Enquanto a maioria dos moradores de Brisbane se preparava para a chegada do ciclone tropical Alfred, um grupo de entusiastas da natureza vivia um momento único: a oportunidade de observar aves marinhas raras, trazidas à costa pelos ventos intensos. No entanto, a emoção de ver de perto espécies que normalmente habitam o oceano foi acompanhada por um sentimento de tristeza, já que muitas dessas aves chegavam exaustas e em condições precárias.
Durante o fim de semana, observadores de pássaros se reuniram nas margens da Baía de Bramble, nos subúrbios de Shorncliffe, Sandgate e Redcliffe, equipados com telescópios e câmeras. A cena era incomum: aves marinhas, algumas incapazes de voar ou andar, caíam em quintais suburbanos, longe de seu habitat. Para muitos, foi um evento memorável, mas também um lembrete dos impactos devastadores que ciclones podem ter sobre a vida selvagem.
As aves marinhas, embora adaptadas a ambientes extremos, sofrem profundamente com tempestades como o ciclone Alfred. Incapazes de pousar ou encontrar alimento em meio ao oceano revolto, muitas ficam exaustas e são arrastadas para centenas de quilômetros no interior, onde raramente sobrevivem. Aquelas que têm sorte são resgatadas e encaminhadas para centros de reabilitação.
Um desses locais é o Twinnies Pelican And Seabird Rescue, gerido pelas gêmeas idênticas Paula e Bridgette Powers, na Sunshine Coast. Nas semanas seguintes ao ciclone, o centro recebeu dezenas de aves, incluindo espécies raras como o petrel-de-asas-pretas e o atobá-mascarado. “Estamos aliviadas por não termos sido diretamente atingidos, mas nos preocupamos muito com essas aves”, afirmam as irmãs, conhecidas por sua dedicação à vida selvagem.

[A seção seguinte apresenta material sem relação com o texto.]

Issue #174, opened 2021-06-16
BUG:  append_diag missing from nc_diag_init calls


RussTreadon-NOAA:
Examination of `src/gsi/setupq.f90` identified a bug in subroutine `init_netcdf_diag_`. Logic in the routine checks to see if the netcdf  diagnostic file already exists. If it does, logical flag `append_diag` is set to `.true.`. This optional argument is passed to subroutine `nc_diag_init` to correctly set the file pointer. The `nc_diag_init` call in `setupq` does not include the optional argument `append_diag`.

GSI namelist `OBS_INPUT` for GFS v16 lists three sources of q observations

`prepbufr q null q 0.0 0 0`
`prepbufr_profl q null q 0.0 0 0`
`hdobbufr q null q 0.0 0 0`

When processing data from multiple bufr files it is necessary to set `append_diag` to `.true.` on subsequent calls to `setupq`.  Failure to do so means not all information for q observations is written to the netcdf q diagnostic file.   

The conventional monitoring package (ConMon) reads the netcdf q diagnostic file.   The absence of some q information in the netcdf q diagnostic file means ConMon can not accurately monitor q observations.   The bug reported in this issue likely explains the problem documented in issue #172.

The q observations assimilated by the LETKF are read from the netcdf q diagnostic file.   The absence of some q information in the netcdf q diagnostic file means the LETKF is not assimilating a complete set of q observations.   This impacts operational GFS v16 analysis results.   

A check of other setup routines in `src/gsi` finds the same bug in `setupcldtot.F90`, `setuplwcp.f90`, and `setupswcp.f90`.

This issue is opened to document this bug and its resolution.

RussTreadon-NOAA:
Add missing argument `append_diag` to `nc_diag_init` call in `setupcldtot.F90`, `setuplwcp.f90`, `setupq.f90`, and `setupswcp.f90`.   This commit, 2e7dfb0, was made to [feature/append_diag_bugfix](https://github.com/RussTreadon-NOAA/GSI/tree/feature/append_diag_bugfix) in [RussTreadon-NOAA /GSI](https://github.com/RussTreadon-NOAA/GSI) .

RussTreadon-NOAA:
**eobs, ediag, eupd test**

Use the 2021061500 cycle from the TAC2BUFR parallel, v16tac2bfr, to confirm that the changes committed at 2e7dfb0 fix the setupq problem.   

[...]

PR #176, opened 2021-06-16
GitHub Issue NOAA-EMC/GSI#174 correct append_diag bug

RussTreadon-NOAA:
As documented in NOAA-EMC/GSI issue #174, four setup routines in `src/gsi` are missing the optional argument `append_diag` in the call to `nc_diag_init`.   For those cases in which the GSI reads data for a given observation type from multiple input files variable `append_diag` is set to `.true.` so that the file pointer is correctly on subsequent calls to the given setup routine.   Without `append_diag` present, the resulting netcdf diagnostic files do not properly capture all information for the given observation type.   

This bug is present in the following `src/gsi` files:  `setupcldtot.F90`, `setuplwcp.f90`, `setupq.f90`, `setupswcp.f90`.

This bug impacts conventional data monitoring of q observations.   This bug also impacts the assimilation of q observations by the EnKF update code.

### DIFF
--- a/src/gsi/setupcldtot.F90
+++ b/src/gsi/setupcldtot.F90
@@ -922,7 +922,7 @@ subroutine setupcldtot(obsLL,odiagLL,lunin,mype,bwork,awork,nele,nobs,is,conv_di
         endif
      end if
 
-     call nc_diag_init(diag_conv_file)
+     call nc_diag_init(diag_conv_file, append=append_diag)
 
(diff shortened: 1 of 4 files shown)


EdwardSafford-NOAA (approved):

XiujuanSu-NOAA (approved):

MichaelLueken-NOAA:
The due date for the review committee has past with no feedback, so I will give final approval to these changes and merge them to the authoritative master.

As gêmeas, que completam as frases uma da outra e falam em uníssono, descrevem o desafio de reabilitar aves debilitadas. Um atobá-mascarado resgatado, por exemplo, chegou encharcado, tremendo e infestado de piolhos. “Sua impermeabilização estava comprometida”, explicam. “Quando perdem essa capacidade, leva tempo para recuperá-la.” As aves marinhas dependem de uma glândula de óleo na base da cauda para impermeabilizar suas penas, mas, em condições extremas, muitas não têm energia para realizar esse autocuidado.
Apesar dos esforços, nem todas as aves sobrevivem. “É difícil prever. Elas estão tão exaustas que qualquer coisa pode acontecer”, dizem as irmãs. “Mas pelo menos estão em um lugar seguro e quente, longe do oceano. Fazemos o possível para salvá-las.”
Uma janela para o oceano
Para o professor Richard Fuller, da Escola de Meio Ambiente da Universidade de Queensland, eventos como o ciclone Alfred oferecem uma rara oportunidade de estudar aves marinhas que normalmente permanecem distantes da costa. “Muitas espécies estão em declínio global, e esses eventos nos dão uma visão do que está acontecendo no oceano”, explica. “É uma chance única de coletar informações valiosas.”
Durante o ciclone, espécies raras como o albatroz-tímido e o petrel-de-tempestade-de-leach foram avistadas, este último registrado apenas uma vez antes em Queensland. “Tempestades são eventos naturais, e a mortalidade em massa faz parte da biologia das aves marinhas”, diz Fuller. “Mas também é uma oportunidade para observadores e cientistas.”
Uma experiência inesquecível
Para observadores de pássaros como Kye Turnbull, de 23 anos, o ciclone Alfred proporcionou uma experiência única. Ele passou o fim de semana inteiro em Bramble Bay, enfrentando ventos fortes e chuva torrencial para registrar as aves raras. “Foi o evento de observação de pássaros mais incrível que já vivenciei”, diz Turnbull. “Desde o ciclone Oswald, em 2013, eu esperava por algo assim. Finalmente aconteceu.”
No entanto, a experiência teve seu preço. Muitos equipamentos de fotografia foram danificados pelo clima extremo. “Vi muitas câmeras morrerem ontem”, brinca Turnbull.
Enquanto Brisbane se recupera do ciclone, a história das aves marinhas trazidas à costa serve como um lembrete da força da natureza e da resiliência da vida selvagem. Para alguns, foi um momento de fascínio; para outros, uma chamada à ação para proteger espécies vulneráveis em um mundo em constante mudança.